The evaluation point calculation unit calculates an evaluation point for each of a plurality of character candidates for each group of characters in each input image,
The character recognition unit,
For each group, the plurality of character candidates are switchably displayed on the display unit,
4. When each of the character candidates displayed on the display unit is specified by the user using the operation unit , a character obtained by combining the specified character candidates is a character in the input image. 5. The image processing device according to any one of claims 1 to 4.
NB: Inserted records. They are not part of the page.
PR #1125, opened 2026-08-21
feat(vegalite): read a text mark as the labelled scatter it draws

### LINKED ISSUE #1124: A Vega-Lite `text` mark is unread, so a labelled scatter announces nothing at all
The second half of the mark sweep that produced #1122.

## Measured

Run through `vegaLiteToMaidr` on `main`:

| spec | today |
| --- | --- |
| `text` + `x`/`y` quantitative + `text` field | `[]` |
| `text` + `x`/`y` quantitative, no `text` field | `[]` |
| `text` + `x`/`y` nominal + `text` field | `[]` |
| `image` + `x`/`y` | `[]` |

`[]` is a figure with no layers. The first row is a **labelled scatter** — the canonical country-names-against-GDP chart — and it is the one shape where the mark carries something no other mark can: `resolveTraceType` has no `text` case, so it falls to `default: return null`.

The Observable adapter already reads its equivalent as a labelled scatter (#1106), and the grammar has the field to carry it. `ScatterPoint.label`'s own doc says why:

> A reader told "x is 2.3, y is 14.1" has been given the two numbers they can see the shape of already and withheld the one thing they came for — which is why a volcano plot, a Manhattan plot and Observable's canonical country-names-against-GDP scatter are all drawn this way, and why `Plot.text` exists as a mark at all.

## Proposed

Read a `text` mark as a `SCATTER` whose points carry `label`, under the same rule #1106 settled for `Plot.text`, and for the same reason:

> Only on two continuous scales, which is what a labelled scatter is. A `text` on a categorical axis is a value written over a bar, and the bar mark already carries that value; reading it here would announce every count twice, once as a bar and once as a point standing at the same place.

Three shapes therefore keep resolving to nothing, and the spec separates all three without measuring geometry:

- **a categorical positional channel** — bar labels, heatmap cell values. The mark beside them already announces the number.
- **no `text` channel** — nothing is drawn to read.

The character recognition unit displays on the display unit a group in which a character candidate whose probability is equal to or greater than the threshold value exists and a group in which a character candidate whose probability is equal to or greater than the threshold value does not exist. 5. The image processing device according to 4.

The character recognition unit,
When the end of the evaluation point calculation process is instructed by the user by the operation unit , even if there is no character candidate whose accuracy is equal to or greater than the threshold, the evaluation point calculation process is ended,
The plurality of character candidates are switchably displayed on the display unit,
The character candidate according to any one of claims 1 to 5, wherein, when a character candidate displayed on the display unit is designated by a user using the operation unit , the designated character candidate is a character in the input image. The image processing apparatus according to any one of the preceding claims.

An operation unit, a display unit, and an imaging unit that sequentially generates an input image, a control method of an image processing apparatus including:
For each of the sequentially generated input images, calculate an evaluation point for each of a plurality of character candidates for characters in each input image,
If there is a character candidate whose accuracy based on the plurality of evaluation points calculated for each of the sequentially generated input images is equal to or greater than a threshold, including recognizing the character candidate as a character in the input image,
In the above recognition,
If a predetermined condition is satisfied after the evaluation point calculation process is started, even if there is no character candidate whose accuracy is equal to or larger than the threshold, the evaluation point calculation process is terminated,
Displaying the plurality of character candidates on the display unit in an order based on the evaluation points;
When one of the character candidates displayed on the display unit is designated by the user by the operation unit, the designated character candidate is a character in the input image,
A control method characterized in that:

An operation unit, a display unit, and an imaging unit that sequentially generates an input image, a control program for an image processing apparatus,
For each of the sequentially generated input images, calculate an evaluation point for each of a plurality of character candidates for characters in each input image,
If there is a character candidate whose accuracy based on the plurality of evaluation points calculated for each of the sequentially generated input images is equal to or larger than a threshold, the image processing may recognize that the character candidate is recognized as a character in the input image. Let the device run,
In the above recognition,
If a predetermined condition is satisfied after the evaluation point calculation process is started, even if there is no character candidate whose accuracy is equal to or larger than the threshold, the evaluation point calculation process is terminated,
Displaying the plurality of character candidates on the display unit in an order based on the evaluation points;
When one of the character candidates displayed on the display unit is designated by the user by the operation unit, the designated character candidate is a character in the input image,
A control program characterized by the above-mentioned.